##### DATA UNDER STUDY #####

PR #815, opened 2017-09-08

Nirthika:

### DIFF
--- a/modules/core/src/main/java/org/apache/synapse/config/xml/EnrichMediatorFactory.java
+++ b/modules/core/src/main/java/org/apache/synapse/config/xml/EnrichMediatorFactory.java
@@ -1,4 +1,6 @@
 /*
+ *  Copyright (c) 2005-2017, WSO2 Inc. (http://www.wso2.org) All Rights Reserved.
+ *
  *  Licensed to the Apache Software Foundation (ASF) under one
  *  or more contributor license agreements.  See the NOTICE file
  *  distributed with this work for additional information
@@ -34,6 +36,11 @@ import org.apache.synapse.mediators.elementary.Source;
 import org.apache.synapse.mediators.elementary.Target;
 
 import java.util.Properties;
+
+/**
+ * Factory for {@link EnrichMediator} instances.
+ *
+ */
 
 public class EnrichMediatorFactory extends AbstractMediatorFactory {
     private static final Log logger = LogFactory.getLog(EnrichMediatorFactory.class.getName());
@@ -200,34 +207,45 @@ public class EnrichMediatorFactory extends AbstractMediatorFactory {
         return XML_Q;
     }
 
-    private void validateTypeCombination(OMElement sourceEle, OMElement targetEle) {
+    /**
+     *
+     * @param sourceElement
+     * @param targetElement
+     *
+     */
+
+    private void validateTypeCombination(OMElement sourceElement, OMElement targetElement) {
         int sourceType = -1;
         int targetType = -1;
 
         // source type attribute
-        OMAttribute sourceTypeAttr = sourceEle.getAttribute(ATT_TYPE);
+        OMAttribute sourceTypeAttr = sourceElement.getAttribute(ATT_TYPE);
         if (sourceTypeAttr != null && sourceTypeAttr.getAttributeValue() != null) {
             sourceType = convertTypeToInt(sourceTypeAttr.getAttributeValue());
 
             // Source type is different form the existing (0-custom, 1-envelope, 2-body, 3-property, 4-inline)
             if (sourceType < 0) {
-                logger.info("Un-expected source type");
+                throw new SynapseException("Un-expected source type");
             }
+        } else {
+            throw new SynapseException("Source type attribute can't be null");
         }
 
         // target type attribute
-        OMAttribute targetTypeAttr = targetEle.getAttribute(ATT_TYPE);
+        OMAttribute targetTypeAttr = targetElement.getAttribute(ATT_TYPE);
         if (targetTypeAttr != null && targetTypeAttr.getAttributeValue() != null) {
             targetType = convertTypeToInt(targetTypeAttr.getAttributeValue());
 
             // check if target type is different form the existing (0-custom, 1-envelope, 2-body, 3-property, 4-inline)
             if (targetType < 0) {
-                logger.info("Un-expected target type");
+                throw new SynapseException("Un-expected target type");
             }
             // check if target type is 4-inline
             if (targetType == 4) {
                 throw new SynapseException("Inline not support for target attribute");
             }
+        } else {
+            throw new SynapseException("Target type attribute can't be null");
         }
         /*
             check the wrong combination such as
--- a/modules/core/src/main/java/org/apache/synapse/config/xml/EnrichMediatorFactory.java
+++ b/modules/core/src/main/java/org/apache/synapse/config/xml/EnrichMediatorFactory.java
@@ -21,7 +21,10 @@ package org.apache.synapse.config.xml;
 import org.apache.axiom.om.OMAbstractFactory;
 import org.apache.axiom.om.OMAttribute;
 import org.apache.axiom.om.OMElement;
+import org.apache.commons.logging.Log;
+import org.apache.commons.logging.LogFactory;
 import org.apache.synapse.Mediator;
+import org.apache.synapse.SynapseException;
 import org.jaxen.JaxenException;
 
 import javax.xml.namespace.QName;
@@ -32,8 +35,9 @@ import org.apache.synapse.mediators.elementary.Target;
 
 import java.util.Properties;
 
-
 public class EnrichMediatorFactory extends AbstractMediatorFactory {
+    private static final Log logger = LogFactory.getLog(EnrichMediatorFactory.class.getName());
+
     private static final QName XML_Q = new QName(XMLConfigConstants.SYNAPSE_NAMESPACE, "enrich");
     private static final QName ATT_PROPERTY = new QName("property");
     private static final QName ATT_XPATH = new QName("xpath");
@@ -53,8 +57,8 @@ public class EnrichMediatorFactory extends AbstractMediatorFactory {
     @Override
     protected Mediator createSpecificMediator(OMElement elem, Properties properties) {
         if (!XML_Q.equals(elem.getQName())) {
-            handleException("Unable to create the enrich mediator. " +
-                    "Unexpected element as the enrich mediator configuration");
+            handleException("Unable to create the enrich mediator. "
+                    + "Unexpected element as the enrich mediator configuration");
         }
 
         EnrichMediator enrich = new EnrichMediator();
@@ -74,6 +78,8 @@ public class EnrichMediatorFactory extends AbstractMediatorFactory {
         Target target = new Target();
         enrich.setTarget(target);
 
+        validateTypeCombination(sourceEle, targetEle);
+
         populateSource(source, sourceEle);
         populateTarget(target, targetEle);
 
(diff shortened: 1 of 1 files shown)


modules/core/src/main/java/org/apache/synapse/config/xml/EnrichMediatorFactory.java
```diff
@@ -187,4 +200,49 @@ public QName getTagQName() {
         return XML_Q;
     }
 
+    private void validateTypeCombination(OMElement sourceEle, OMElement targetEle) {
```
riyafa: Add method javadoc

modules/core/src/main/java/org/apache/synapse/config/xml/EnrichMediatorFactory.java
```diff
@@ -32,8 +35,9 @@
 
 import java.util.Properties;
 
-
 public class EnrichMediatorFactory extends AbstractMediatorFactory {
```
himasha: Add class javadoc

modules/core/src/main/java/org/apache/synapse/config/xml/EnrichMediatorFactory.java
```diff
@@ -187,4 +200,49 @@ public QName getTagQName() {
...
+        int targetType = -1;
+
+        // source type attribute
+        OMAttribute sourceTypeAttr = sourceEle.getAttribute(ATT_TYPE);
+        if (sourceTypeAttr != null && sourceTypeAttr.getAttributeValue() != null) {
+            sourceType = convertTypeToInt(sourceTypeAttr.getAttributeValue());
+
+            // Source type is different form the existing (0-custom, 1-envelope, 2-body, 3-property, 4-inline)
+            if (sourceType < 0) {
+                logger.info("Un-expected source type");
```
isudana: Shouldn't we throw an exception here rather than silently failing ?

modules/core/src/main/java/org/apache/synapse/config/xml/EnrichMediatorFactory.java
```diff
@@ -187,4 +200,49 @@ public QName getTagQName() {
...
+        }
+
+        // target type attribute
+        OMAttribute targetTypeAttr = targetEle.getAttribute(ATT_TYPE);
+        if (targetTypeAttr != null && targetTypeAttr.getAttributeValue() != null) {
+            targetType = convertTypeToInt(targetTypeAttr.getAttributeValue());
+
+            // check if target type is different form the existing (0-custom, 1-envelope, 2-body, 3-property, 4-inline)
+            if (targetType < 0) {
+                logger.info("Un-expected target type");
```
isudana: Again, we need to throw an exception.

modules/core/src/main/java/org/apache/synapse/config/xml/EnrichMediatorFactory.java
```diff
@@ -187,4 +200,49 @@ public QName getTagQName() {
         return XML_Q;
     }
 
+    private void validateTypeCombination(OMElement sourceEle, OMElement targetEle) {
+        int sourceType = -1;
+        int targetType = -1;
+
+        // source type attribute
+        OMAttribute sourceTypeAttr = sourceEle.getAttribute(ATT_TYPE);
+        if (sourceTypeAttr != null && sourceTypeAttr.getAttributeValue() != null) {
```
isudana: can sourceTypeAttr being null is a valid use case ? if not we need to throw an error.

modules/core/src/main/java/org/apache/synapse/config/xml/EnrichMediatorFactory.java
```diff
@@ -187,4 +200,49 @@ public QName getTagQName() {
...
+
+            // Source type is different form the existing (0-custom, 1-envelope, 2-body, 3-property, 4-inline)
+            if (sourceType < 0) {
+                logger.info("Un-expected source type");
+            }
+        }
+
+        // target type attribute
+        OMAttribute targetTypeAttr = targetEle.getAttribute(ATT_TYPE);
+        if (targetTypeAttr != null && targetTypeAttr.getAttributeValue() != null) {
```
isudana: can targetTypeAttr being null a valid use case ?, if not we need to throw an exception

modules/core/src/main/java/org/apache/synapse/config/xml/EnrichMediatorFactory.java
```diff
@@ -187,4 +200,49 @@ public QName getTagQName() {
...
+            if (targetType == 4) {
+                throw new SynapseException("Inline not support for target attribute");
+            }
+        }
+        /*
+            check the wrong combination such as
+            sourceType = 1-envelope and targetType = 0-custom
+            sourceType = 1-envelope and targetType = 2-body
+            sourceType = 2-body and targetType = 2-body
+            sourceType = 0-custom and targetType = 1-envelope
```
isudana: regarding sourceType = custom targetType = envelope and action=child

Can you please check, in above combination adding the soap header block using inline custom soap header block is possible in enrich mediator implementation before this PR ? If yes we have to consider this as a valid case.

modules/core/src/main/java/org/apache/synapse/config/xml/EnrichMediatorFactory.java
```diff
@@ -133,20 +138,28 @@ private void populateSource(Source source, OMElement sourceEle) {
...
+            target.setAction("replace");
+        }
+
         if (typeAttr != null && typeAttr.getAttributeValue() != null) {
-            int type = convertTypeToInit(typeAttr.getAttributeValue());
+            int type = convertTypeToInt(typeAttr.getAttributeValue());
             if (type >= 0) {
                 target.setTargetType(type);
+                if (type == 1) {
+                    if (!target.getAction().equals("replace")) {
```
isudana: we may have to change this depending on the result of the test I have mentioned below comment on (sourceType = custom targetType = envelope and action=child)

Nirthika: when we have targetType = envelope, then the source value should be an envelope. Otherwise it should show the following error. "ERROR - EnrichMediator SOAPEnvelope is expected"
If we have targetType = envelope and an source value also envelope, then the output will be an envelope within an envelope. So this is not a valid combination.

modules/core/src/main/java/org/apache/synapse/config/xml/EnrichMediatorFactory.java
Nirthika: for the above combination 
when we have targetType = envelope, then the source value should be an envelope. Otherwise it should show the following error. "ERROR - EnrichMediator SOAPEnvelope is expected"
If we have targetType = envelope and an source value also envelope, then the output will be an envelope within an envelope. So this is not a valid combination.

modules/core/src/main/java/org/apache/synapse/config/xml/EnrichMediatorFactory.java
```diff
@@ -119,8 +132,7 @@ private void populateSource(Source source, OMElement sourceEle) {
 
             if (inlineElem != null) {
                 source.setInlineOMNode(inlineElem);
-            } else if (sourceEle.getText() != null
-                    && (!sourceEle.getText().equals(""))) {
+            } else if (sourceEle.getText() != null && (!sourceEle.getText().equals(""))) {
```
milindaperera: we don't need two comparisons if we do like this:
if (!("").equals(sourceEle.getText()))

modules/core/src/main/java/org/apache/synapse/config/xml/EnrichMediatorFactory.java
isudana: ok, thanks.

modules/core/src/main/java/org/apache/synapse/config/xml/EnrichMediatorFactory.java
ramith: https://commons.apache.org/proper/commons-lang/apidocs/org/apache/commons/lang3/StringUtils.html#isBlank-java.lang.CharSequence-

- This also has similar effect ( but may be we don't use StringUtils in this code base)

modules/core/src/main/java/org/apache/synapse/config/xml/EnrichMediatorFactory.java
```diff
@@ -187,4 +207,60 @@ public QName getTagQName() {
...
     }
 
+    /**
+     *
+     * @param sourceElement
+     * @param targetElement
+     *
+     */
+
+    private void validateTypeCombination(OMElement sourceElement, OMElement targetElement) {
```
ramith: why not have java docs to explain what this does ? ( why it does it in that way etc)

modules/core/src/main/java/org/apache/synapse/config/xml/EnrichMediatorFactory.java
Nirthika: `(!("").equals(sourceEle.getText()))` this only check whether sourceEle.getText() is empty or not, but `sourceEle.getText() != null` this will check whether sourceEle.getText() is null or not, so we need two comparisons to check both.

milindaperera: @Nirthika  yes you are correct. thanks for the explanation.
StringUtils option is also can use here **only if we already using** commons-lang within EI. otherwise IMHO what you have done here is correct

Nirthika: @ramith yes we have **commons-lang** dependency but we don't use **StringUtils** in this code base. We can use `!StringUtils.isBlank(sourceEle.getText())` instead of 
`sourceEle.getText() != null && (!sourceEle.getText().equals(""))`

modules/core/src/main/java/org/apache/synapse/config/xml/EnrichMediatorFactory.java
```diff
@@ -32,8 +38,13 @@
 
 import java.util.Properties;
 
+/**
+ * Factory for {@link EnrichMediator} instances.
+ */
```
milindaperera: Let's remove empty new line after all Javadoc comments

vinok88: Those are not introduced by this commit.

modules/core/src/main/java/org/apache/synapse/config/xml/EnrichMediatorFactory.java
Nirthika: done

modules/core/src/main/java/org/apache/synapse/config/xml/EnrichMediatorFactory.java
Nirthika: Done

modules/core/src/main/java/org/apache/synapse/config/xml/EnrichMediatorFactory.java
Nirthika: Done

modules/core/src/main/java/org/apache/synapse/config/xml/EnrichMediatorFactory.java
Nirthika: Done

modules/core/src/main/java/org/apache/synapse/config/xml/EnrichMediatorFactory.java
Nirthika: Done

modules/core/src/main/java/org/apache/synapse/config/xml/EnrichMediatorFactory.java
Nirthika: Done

#####

▸ WHAT TO WORK ON: Across the whole listing, how many lines contain the string "base"? Give the number and no more.

▸ FINISHED EXERCISE: 2